PROBLEM >>
So that the copy matches the original, write out every entry exactly.

BEGIN EXTRACTED INFORMATION

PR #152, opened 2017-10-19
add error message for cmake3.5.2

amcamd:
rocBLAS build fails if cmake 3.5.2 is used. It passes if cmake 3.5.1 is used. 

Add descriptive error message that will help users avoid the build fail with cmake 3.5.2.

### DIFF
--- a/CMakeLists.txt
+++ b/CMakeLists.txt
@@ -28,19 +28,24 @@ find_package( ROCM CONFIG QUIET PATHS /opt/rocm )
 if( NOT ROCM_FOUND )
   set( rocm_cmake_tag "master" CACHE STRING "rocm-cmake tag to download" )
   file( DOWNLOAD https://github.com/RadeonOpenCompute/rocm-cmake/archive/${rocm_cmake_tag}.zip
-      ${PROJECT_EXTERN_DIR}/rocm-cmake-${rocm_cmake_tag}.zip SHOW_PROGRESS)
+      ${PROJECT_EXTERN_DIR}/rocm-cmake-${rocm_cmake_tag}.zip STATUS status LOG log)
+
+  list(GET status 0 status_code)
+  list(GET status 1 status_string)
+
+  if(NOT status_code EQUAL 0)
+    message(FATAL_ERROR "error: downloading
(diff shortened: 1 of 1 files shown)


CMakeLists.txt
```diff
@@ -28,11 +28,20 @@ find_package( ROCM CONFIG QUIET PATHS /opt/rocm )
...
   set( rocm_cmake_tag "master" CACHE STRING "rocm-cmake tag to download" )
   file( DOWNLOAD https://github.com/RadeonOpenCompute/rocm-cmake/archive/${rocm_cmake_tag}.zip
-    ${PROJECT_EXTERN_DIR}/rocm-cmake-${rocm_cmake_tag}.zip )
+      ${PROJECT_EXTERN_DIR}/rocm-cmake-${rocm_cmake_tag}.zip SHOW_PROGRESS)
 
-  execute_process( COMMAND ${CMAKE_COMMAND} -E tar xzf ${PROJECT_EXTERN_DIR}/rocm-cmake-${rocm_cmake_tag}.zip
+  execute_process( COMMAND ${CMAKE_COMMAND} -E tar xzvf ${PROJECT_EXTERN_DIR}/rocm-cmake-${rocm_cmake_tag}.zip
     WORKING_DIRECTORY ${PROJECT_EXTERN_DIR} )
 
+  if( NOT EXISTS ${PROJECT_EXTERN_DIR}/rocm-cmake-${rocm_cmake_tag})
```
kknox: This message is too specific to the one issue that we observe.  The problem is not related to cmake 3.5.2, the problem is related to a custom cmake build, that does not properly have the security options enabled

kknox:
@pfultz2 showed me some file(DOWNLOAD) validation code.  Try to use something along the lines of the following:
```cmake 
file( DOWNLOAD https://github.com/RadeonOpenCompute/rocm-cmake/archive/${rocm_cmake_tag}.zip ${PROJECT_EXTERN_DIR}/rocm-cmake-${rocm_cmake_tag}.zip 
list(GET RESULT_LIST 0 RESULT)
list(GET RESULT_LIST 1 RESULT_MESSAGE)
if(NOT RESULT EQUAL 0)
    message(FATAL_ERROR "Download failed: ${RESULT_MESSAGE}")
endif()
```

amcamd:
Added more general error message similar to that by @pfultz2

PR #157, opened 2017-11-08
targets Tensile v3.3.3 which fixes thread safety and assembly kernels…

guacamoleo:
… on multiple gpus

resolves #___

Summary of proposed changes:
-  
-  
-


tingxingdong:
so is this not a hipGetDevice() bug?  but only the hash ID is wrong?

END EXTRACTED INFORMATION

RESULT OF THIS TASK >>
PR #152, opened 2017-10-19
add error message for cmake3.5.2

amcamd:
rocBLAS build fails if cmake 3.5.2 is used. It passes if cmake 3.5.1 is used. 

Add descriptive error message that will help users avoid the build fail with cmake 3.5.2.

### DIFF
--- a/CMakeLists.txt
+++ b/CMakeLists.txt
@@ -28,19 +28,24 @@ find_package( ROCM CONFIG QUIET PATHS /opt/rocm )
 if( NOT ROCM_FOUND )
   set( rocm_cmake_tag "master" CACHE STRING "rocm-cmake tag to download" )
   file( DOWNLOAD https://github.com/RadeonOpenCompute/rocm-cmake/archive/${rocm_cmake_tag}.zip
-      ${PROJECT_EXTERN_DIR}/rocm-cmake-${rocm_cmake_tag}.zip SHOW_PROGRESS)
+      ${PROJECT_EXTERN_DIR}/rocm-cmake-${rocm_cmake_tag}.zip STATUS status LOG log)
+
+  list(GET status 0 status_code)
+  list(GET status 1 status_string)
+
+  if(NOT status_code EQUAL 0)
+    message(FATAL_ERROR "error: downloading
(diff shortened: 1 of 1 files shown)


CMakeLists.txt
```diff
@@ -28,11 +28,20 @@ find_package( ROCM CONFIG QUIET PATHS /opt/rocm )
...
   set( rocm_cmake_tag "master" CACHE STRING "rocm-cmake tag to download" )
   file( DOWNLOAD https://github.com/RadeonOpenCompute/rocm-cmake/archive/${rocm_cmake_tag}.zip
-    ${PROJECT_EXTERN_DIR}/rocm-cmake-${rocm_cmake_tag}.zip )
+      ${PROJECT_EXTERN_DIR}/rocm-cmake-${rocm_cmake_tag}.zip SHOW_PROGRESS)
 
-  execute_process( COMMAND ${CMAKE_COMMAND} -E tar xzf ${PROJECT_EXTERN_DIR}/rocm-cmake-${rocm_cmake_tag}.zip
+  execute_process( COMMAND ${CMAKE_COMMAND} -E tar xzvf ${PROJECT_EXTERN_DIR}/rocm-cmake-${rocm_cmake_tag}.zip
     WORKING_DIRECTORY ${PROJECT_EXTERN_DIR} )
 
+  if( NOT EXISTS ${PROJECT_EXTERN_DIR}/rocm-cmake-${rocm_cmake_tag})
```
kknox: This message is too specific to the one issue that we observe.  The problem is not related to cmake 3.5.2, the problem is related to a custom cmake build, that does not properly have the security options enabled

kknox:
@pfultz2 showed me some file(DOWNLOAD) validation code.  Try to use something along the lines of the following:
```cmake 
file( DOWNLOAD https://github.com/RadeonOpenCompute/rocm-cmake/archive/${rocm_cmake_tag}.zip ${PROJECT_EXTERN_DIR}/rocm-cmake-${rocm_cmake_tag}.zip 
list(GET RESULT_LIST 0 RESULT)
list(GET RESULT_LIST 1 RESULT_MESSAGE)
if(NOT RESULT EQUAL 0)
    message(FATAL_ERROR "Download failed: ${RESULT_MESSAGE}")
endif()
```

amcamd:
Added more general error message similar to that by @pfultz2

PR #157, opened 2017-11-08
targets Tensile v3.3.3 which fixes thread safety and assembly kernels…

guacamoleo:
… on multiple gpus

resolves #___

Summary of proposed changes:
-  
-  
-


tingxingdong:
so is this not a hipGetDevice() bug?  but only the hash ID is wrong?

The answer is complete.